Anticipation of the critical cutting condition for the transition of continuous chip to serrated chip is a fundamental task in machining of ductile metallic material. In this study, the variation of the dynamic yield stress with the increase of cutting speed was utilized as the criterion to predict the critical cutting condition for onset of the serrated chip. In order to accurately and conveniently determine the value of dynamic yielding strength of the workpiece material during the cutting process, an improved Williams’ model in conjunction with a 2D orthogonal slot milling test is proposed. Two typical ductile metals of silicon brass and Ti6Al4V were used as the workpiece material in this framework. Also, the chip morphology obtained in cylindrical turning test was used to validate the predicted results. For the two workpiece materials tested, it is observed that the error between the predicted result and the experimental result is always lower than 12%. The proposed methodology in this work exhibits its superiority in terms of calculation and predicting efficiency, which is still a challenge for traditional analytical method and finite element method.

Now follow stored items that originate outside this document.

PR #1874, opened 2024-03-05
[Feature] Adds Image Generation Capability

WaelKarkoub:
Proof of concept to use agent capabilities as a way of multimodal communication. I found trying to extend agent capabilities to include multimodal interactions, without undertaking extensive refactoring, difficult.

I went with a modular approach, treating different modalities as distinct agent capabilities. This strategy streamlines the integration of multimodal functions and enhances the versatility of "simple" agents with minimal adjustments to the existing architecture.

For this PR, I experimented with image generation, since I've seen quite a bit of great work already done by @BeibinLi. The idea is that the user can add the ability to generate images to any of their existing agents. I architected this code by creating an abstract class called `ImageGenerator`, where the user can implement their image generator from their favorite API provider (there's an example for dalle `DalleImageGenerator`). All the user has to do now is pass in the generator they like to `ImageGeneration` (the agent's ability to generate images) and add the ability to the agent.

The way `ImageGeneration` works is by adding a custom reply function, where it checks "Did I receive a message asking me to generate an image? If so, what is the prompt?" and generates the image accordingly.

The design idea laid by this image generation capability will allow for future extensions, such as:
- Sound generation,
- image description,
- video generation, etc..

Design-wise it does have some downfalls:
- I'm using `TextAnalyzerAgent`, so more llm calls, more token usage.
- If an image was generated, we treat it as a final reply. Should it be the final reply? Or should we pass it along the reply chain?
- Current implementation assumes only one image is desired to be generated when most APIs can generate more.

I wrote a quick script to test out the functionality `test_image_generation.py` (planning to remove and add a notebook instead)

https://github.com/microsoft/autogen/assets/26918142/b638e019-e882-4356-a1fc-b460beab5a4f

## Checks


ekzhu:
@BeibinLi @rickyloynd-microsoft

rickyloynd-microsoft:
@WaelKarkoub  Thanks for the contribution! Can you add a few lines of high-level explanation at the top of this PR? Something that describes the use cases of this implementation, and it's current limitations.

WaelKarkoub:
Hi @rickyloynd-microsoft, I've updated the PR with more details, let me know what you think!

rickyloynd-microsoft:
Awesome!

Responding to a couple of your questions:
- I'm using TextAnalyzerAgent, so more llm calls, more token usage.
  - Nice to see TextAnalyzerAgent being used more.
- If an image was generated, we treat it as a final reply. Should it be the final reply? Or should we pass it along the reply chain?
  - I think all of the existing reply functions do the same, and I think it's very appropriate to treat a generated image as the final reply.

Looking forward to @BeibinLi's feedback.

BeibinLi:
@WaelKarkoub Fantastic PR! Thanks so much for your work.

@rickyloynd-microsoft One thing I want to ask you is: should Dalle be a "skill" or "capability"? From the implementation perspective, I really like the current "capability" style. However, it may occur additional cost (aka, for text_analyzer) to process every message. The "skill", on the other hand, even though cheaper, would be less accurate (especially for small language models).

autogen/agentchat/contrib/capabilities/generate_images.py
```diff
@@ -0,0 +1,156 @@
...
+        self._num_images = num_images
+        self._dalle_client = OpenAI(api_key=config_list[0]["api_key"])
+
+    def generate_image(self, prompt: str) -> Image:
+        """Got this from Beibin Li's work in agentchat_dalle_and_gpt4v.ipynb"""
+        # Function implementation...
+        cache = Cache(".cache/")  # Create a cache directory
+        key = (self._model, prompt, self._resolution, self._quality, self._num_images)
+
+        # if key in cache:
```
BeibinLi, line 49: Why is cache removed here?

Another possibility is to have a parameter in the __init__: `use_cache` or `cache_setting`.

autogen/agentchat/contrib/capabilities/generate_images.py
```diff
@@ -0,0 +1,156 @@
...
+from autogen.agentchat.contrib.text_analyzer_agent import TextAnalyzerAgent
+
+from PIL.Image import Image
+from autogen import ConversableAgent
+
+SYSTEM_MESSAGE = "You've been given the special ability to generate images."
+DESCRIPTION_MESSAGE = "This agent has the ability to generate images."
+
+
+class ImageGenerator(abc.ABC):
```
BeibinLi, line 19: We switched to "Protocol" rather than "ABC" since early 2024. So, you don't need to say "abc.ABC" here.

See [this blog](https://jellis18.github.io/post/2022-01-11-abc-vs-protocol/) for details.

autogen/agentchat/contrib/capabilities/generate_images.py
```diff
@@ -0,0 +1,156 @@
...
+    @abc.abstractmethod
+    def generate_image(self, prompt: str) -> Image:
+        raise NotImplementedError()
+
+
+class DalleImageGenerator(ImageGenerator):
```
BeibinLi, line 25: If we use `Protocol`, then we don't need to inherit from `ImageGenerator` here.

autogen/agentchat/contrib/capabilities/generate_images.py
```diff
@@ -0,0 +1,156 @@
...
+            return False, None
+
+        if self._should_generate_image(last_message):
+            prompt = self._analyze_text(
+                last_message,
+                "In detail, please provide the prompt to generate the image described in the TEXT. DO NOT include any advice.",
+            )
+            image = self._image_generator.generate_image(prompt)
+
+            # TODO: DELETE THIS AFTER TESTING
```
BeibinLi, line 113: Nice to remove before merging.

autogen/agentchat/contrib/capabilities/generate_images.py
```diff
@@ -0,0 +1,156 @@
...
+        )
+        image_url = response.data[0].url
+        img_data = img_utils.get_image_data(image_url)
+        cache[key] = img_data
+        return img_utils._to_pil(img_data)
+
+
+class ImageGeneration(AgentCapability):
+    def __init__(
+        self, image_generator: ImageGenerator, text_analyzer_llm_config: Optional[Dict] = None, verbosity: int = 0
```
BeibinLi, line 68: Let's add a detailed docstring here. For instance, describe what the `verbosity` is.

autogen/agentchat/contrib/capabilities/generate_images.py
```diff
@@ -0,0 +1,156 @@
...
+            "Does any part of the TEXT ask the agent to generate or modify an image? Answer with just one word, yes or no.",
+        )
+        return "yes" in response.lower()
+
+    def _analyze_text(self, text_to_analyze: str, analysis_instructions: str) -> str:
+        assert self._text_analyzer is not None
+        assert self._agent is not None
+
+        self._text_analyzer.reset()
+        self._agent.send(
```
BeibinLi, line 137: @rickyloynd-microsoft  I know splitting the message into two messages is from the "teachability". It can make LLM's answer more accurate (aka, following the format). 

However, some smaller models would not accept two consecutive messages from the same agent. Let's find out some other ways in the future. For here, I am good with it.

autogen/agentchat/contrib/capabilities/generate_images.py
```diff
@@ -0,0 +1,156 @@
...
+            recipient=self._text_analyzer, message=text_to_analyze, request_reply=False, silent=self._verbosity < 2
+        )
+        self._agent.send(
+            recipient=self._text_analyzer, message=analysis_instructions, request_reply=True, silent=self._verbosity < 2
+        )
+
+        return self._agent.last_message(self._text_analyzer)["content"]
```
BeibinLi, line 144: If self._agent is also a multimodal agent (very likely for multimodal applications), then the "content" here is an array rather than str.

So, I suggest to have `return content_str(self._agent.last_message(self._text_analyzer))` here, where `from autogen.code_utils import content_str`

autogen/agentchat/contrib/capabilities/generate_images.py
```diff
@@ -0,0 +1,156 @@
...
+
+        last_message = messages[-1]["content"]
+        if isinstance(last_message, dict):
+            last_message = last_message.get("text", "")
+
+        if not last_message:
+            return False, None
+
+        if self._should_generate_image(last_message):
+            prompt = self._analyze_text(
```
BeibinLi, line 107: One feature I always want to have is to determine the `resolution` automatically from LLM, instead of having it manually defined in the __init__ function. Do you think it is easy to add this feature?

If your answer is NO, it is still fine. It is an optional nice-to-have feature.

test_image_generation.py
```diff
@@ -0,0 +1,129 @@
+from typing import Dict, Optional
```
BeibinLi, line 1: This file contains lots of information:

1. some are utility functions (which can be included in the `img_utils.py` or `generate_images.py`)
2. some are for demonstration purposes (which should be in the dalle notebook). Feel free to change the dalle notebook, and I will make comments directly there. 
3. we will also need a test for the "test/agentchat/contrib/capabilities" folder. I can create that if you need help.

BeibinLi (changes requested):
Thanks so much again for this awesome feature!

autogen/agentchat/contrib/capabilities/generate_images.py
rickyloynd-microsoft: The LLM doesn't see two messages from the same agent. TextAnalyzerAgent combines them into one before sending it to the LLM.

rickyloynd-microsoft:
> @WaelKarkoub Fantastic PR! Thanks so much for your work.
> 
> @rickyloynd-microsoft One thing I want to ask you is: should Dalle be a "skill" or "capability"? From the implementation perspective, I really like the current "capability" style. However, it may occur additional cost (aka, for text_analyzer) to process every message. The "skill", on the other hand, even though cheaper, would be less accurate (especially for small language models).

How are you defining 'skill' here? As a function call?

autogen/agentchat/contrib/capabilities/generate_images.py
WaelKarkoub: I thought about this specific feature as I initially wanted to use function calling instead of a capability to generate images. Two ways to implement this:

1. Use the text analyzer to figure out what the resolution should be from the prompt (assuming other agents provided one)
2. Some regex commands to extract the resolution details.

Approach 1 is probably more robust. However, there's a failure mode where the LLM can provide invalid resolutions (For example Dalle 2 can accept 	512×512, but the request will fail for Dalle 3). I believe keeping it simple for the first iteration of the PR will be better and probably more robust. But I'll definitely open another PR to improve this (another example would be the number of images to generate) as I think it would cool

autogen/agentchat/contrib/capabilities/generate_images.py
WaelKarkoub: Very cool, didn't know about `content_str`, thanks!

autogen/agentchat/contrib/capabilities/generate_images.py
```diff
@@ -0,0 +1,156 @@
...
+        self._text_analyzer_llm_config = self._text_analyzer_llm_config or agent.llm_config
+        self._text_analyzer = TextAnalyzerAgent(llm_config=self._text_analyzer_llm_config)
+
+        agent.update_system_message(agent.system_message + "\n" + SYSTEM_MESSAGE)
+        # Hack to update the description of the agent, useful when used in a group chat
+        agent.description += "\n" + DESCRIPTION_MESSAGE
+
+    def _image_gen_reply(
+        self,
+        reciepient: ConversableAgent,
```
ekzhu, line 91: For future reference, we need to check the recipient for multi-modality capability. @BeibinLi

ekzhu, line 91:
```suggestion
        recipient: ConversableAgent,
```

预期从连续切屑过渡到锯齿状切屑的临界切削条件是加工延性金属材料的一项基本任务。在这项研究中，动态屈服应力随切削速度的增加而变化，被用作预测锯齿切屑开始的临界切削条件的标准。为了准确方便地确定切削过程中工件材料的动态屈服强度值，提出了一种改进的威廉姆斯模型并结合二维正交槽铣试验。在此框架中，使用了两种典型的韧性金属硅黄铜和Ti6Al4V作为工件材料。此外，在圆柱车削试验中获得的切屑形态用于验证预测结果。对于测试的两种工件材料，可以观察到，预测结果与实验结果之间的误差始终低于12％。这项工作中提出的方法论在计算和预测效率方面显示出其优越性，这仍然是传统分析方法和有限元方法所面临的挑战。